Weight loss: Regularization technique to prevent overfitting by penalizing large weights.
Learning rate planner: Adjusts the learning rate during training to improve performance and convergence.

Customize the training configuration by adjusting hyper-parameters such as learning rate, batch size, and gradient accumulation steps based on the specific model and task requirements. For example, Llama 3 models may require different learning rates than smaller models (Weights and prejudices) (GitHub)

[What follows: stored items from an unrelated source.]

PR #45, opened 2012-08-30
Tiny UI change

smn:
the CreditManager returns `None` if there's no set credit. Which is
think is correct since `None` is not the same as `0` credit.

The change is in the context_processor to display 0 nonetheless.


hodgestar:
:+1:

Example training configuration

orpo_args = ORPOConfig(
learning_rate=8e-6,
lr_scheduler_type="linear",max_length=1024,max_prompt_length=512,
beta=0.1,per_device_train_batch_size=2,per_device_eval_batch_size=2,
gradient_accumulation_steps=4,optim="paged_adamw_8bit",num_train_epochs=1,
evaluation_strategy="steps",eval_steps=0.2,logging_steps=1,warmup_steps=10,
report_to="wandb",output_dir="./results/",)

10. Train the model

Set up the trainer and start training:

trainer = ORPOTrainer(
model=original_model,
args=orpo_args,
train_dataset=train_dataset,
eval_dataset=eval_dataset,
tokenizer=tokenizer,)
trainer.train()
trainer.save_model("fine-tuned-llama-3")

Evaluation of the refined model

After training, evaluate model performance using both qualitative and quantitative methods.

1. Human evaluation

Compare the generated summaries with human-written summaries to assess quality.

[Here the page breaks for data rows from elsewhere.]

PR #46, opened 2012-08-31
Update the survey_completed event to include participant data

smn:
Participant data is passed along with the event. The number of
interactions (and other information) might be relevant to the event
handler. This allows us to update the Afrop handler to refund users with
airtime for the number of messages sent.

### DIFF
--- a/go/apps/surveys/tests/test_vumi_app.py
+++ b/go/apps/surveys/tests/test_vumi_app.py
@@ -191,14 +191,31 @@ class TestSurveyApplication(AppWorkerTestCase):
             'Thanks for completing the survey')
         self.assertEqual(last_msg['session_event'],
             TransportUserMessage.SESSION_CLOSE)
+
+        poll_id = 'poll-%s' % (self.conversation.key,)
+
         [app_event] = self.get_dispatched_app_events()
+
+        # The poll has been completed and so the results have been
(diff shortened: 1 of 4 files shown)


go/apps/surveys/tests/test_vumi_app.py
```diff
@@ -191,14 +191,31 @@ def complete_survey(self, questions, start_at=0):
...
-            'from_addr': last_sent_msg['from_addr'],
-            'transport_type': last_sent_msg['transport_type'],
-            'message_id': last_sent_msg['message_id'],
-        })
+        self.assertEqual(app_event['content']['from_addr'],
+            last_sent_msg['from_addr'])
+        self.assertEqual(app_event['content']['transport_type'],
+            last_sent_msg['transport_type'])
+        self.assertEqual(app_event['content']['message_id'],
+            last_sent_msg['message_id'])
```
hodgestar: I would keep this as a dict equality check and just add the check on the participant.interactions value separately (maybe with a comment). The dict equality check also guards against extraneous keys creeping in, which I think is valuable.

hodgestar:
Apart from minor comment about dict equality check, :+1:.

dmaclay:
:+1:

hodgestar:
:+1:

2. Quantitative evaluation

Use metrics like ROUGE to assess performance:

from rouge_score import rouge_scorer
scorer = rouge_scorer.RougeScorer(['rouge1', 'rouge2', 'rougeL'], use_stemmer=True)
scores = scorer.score(reference_summary, generated_summary)
print(scores)

Common challenges and solutions

1. Memory limitations

Using QLoRA helps reduce memory issues by quantifying model weights down to 4-bit. Make sure you have enough GPU memory for your batch size and model size.

2. Overfitting

Monitor validation metrics to prevent overfitting. Use techniques such as early quitting and weight loss.

3. Exercise slowly

Optimize training speed by adjusting batch size and learning rate and using gradient accumulation.

4. Data quality

Make sure your dataset is clean and well pre-processed. Poor data quality can significantly affect model performance.

Conclusion

Refining LLMs using QLoRA is an efficient way to adapt large, pre-trained models to specific tasks with lower computational costs. By following this guide, you can fine-tune PHI, Llama 3, or any other open source model to achieve high performance for your specific tasks.